*Problem to work on*.
Restate word for word the lines of the entries below, starting with the line that holds "bit messy, but" and ending with the line that holds "- first one", and no others.

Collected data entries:
PR #745, opened 2018-09-17
Correct return codes from validate_pgp_key_signature

### LINKED ISSUE #726: validate_pgp_key_signature doesn't fail when it should
## Description

Lots of assigning to `res` in various places:
https://github.com/riboseinc/rnp/blob/dff813481ad9925749ec57faa7a8752c47aa8e5b/src/librepgp/stream-key.cpp#L1314

But it's never used:
https://github.com/riboseinc/rnp/blob/dff813481ad9925749ec57faa7a8752c47aa8e5b/src/librepgp/stream-key.cpp#L1335

@ni4 can you take a look?

ni4:
Fixes and documents logic of the return codes from key signature validation code.
Fixes #726

### DIFF
--- a/src/librepgp/stream-key.cpp
+++ b/src/librepgp/stream-key.cpp
@@ -1462,10 +1462,19 @@ typedef struct validate_info_t {
     rng_t *                 rng;
 } validate_info_t;
 
+/**
+ * @brief validate single key's signatures
+ *
+ * @param sig signature to validate
+ * @param info additional validation info
+ * @return RNP_SUCCESS if signature was successfully validated (however, this doesn't
+ *         guarantee that it is valid). Other error code means that there were problems
+ *         during the validation.
+ */
 static rnp_result_t
 validate_pgp_key_signature(const pgp_signature_t *sig, validate_info_t *info)
 {
-    rnp_result_t         res = RNP_ERROR_SIGNATURE_INVALID;
+    rnp_result_t         res = RNP_ERROR_GENERIC;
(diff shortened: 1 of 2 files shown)


randombit:
The two doxygen comments seem to disagree - one (in `.c`) says it will return `RNP_SUCCESS` if the validation was processed (vs some error occurring) and in the `.h` file "RNP_SUCCESS if all checks were passed, RNP_ERROR_SIGNATURE_INVALID for invalid sig, RNP_ERROR_SIGNATURE_EXPIRED for expired signature."

It looks like in fact `RNP_ERROR_SIGNATURE_INVALID` and `RNP_ERROR_SIGNATURE_EXPIRED` are squashed into `RNP_SUCCESS` and the comment in the C file is correct. Is the idea the caller look at the `validate_info_t` to find the actual status? At the very least the comment in the header should be corrected. Maybe also hint there that the caller must examine the validation result in order to see if the signature is actually correct?

Otherwise ok.

ni4:
@randombit It's a bit messy, but actually two functions (`signature_check` and `validate_pgp_key_signature`) serves a bit different purposes:
- first one checks signature when all required data is available (and is used for document signature checks as well), so return the validation status itself
- second one used to to check one of the key signatures and then populate validate_info_t structure (increment valid/invalid counts and so on). So it returns failure only in case validation was broken (out of memory and other conditions), so later on we cannot be sure on validation status of one or more signatures.

randombit:
@ni4 Sorry I had completely missed those are actually different functions.

ronaldtse:
Thanks @ni4 @dewyatt @randombit !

*Your response*.
@randombit It's a bit messy, but actually two functions (`signature_check` and `validate_pgp_key_signature`) serves a bit different purposes:
- first one checks signature when all required data is available (and is used for document signature checks as well), so return the validation status itself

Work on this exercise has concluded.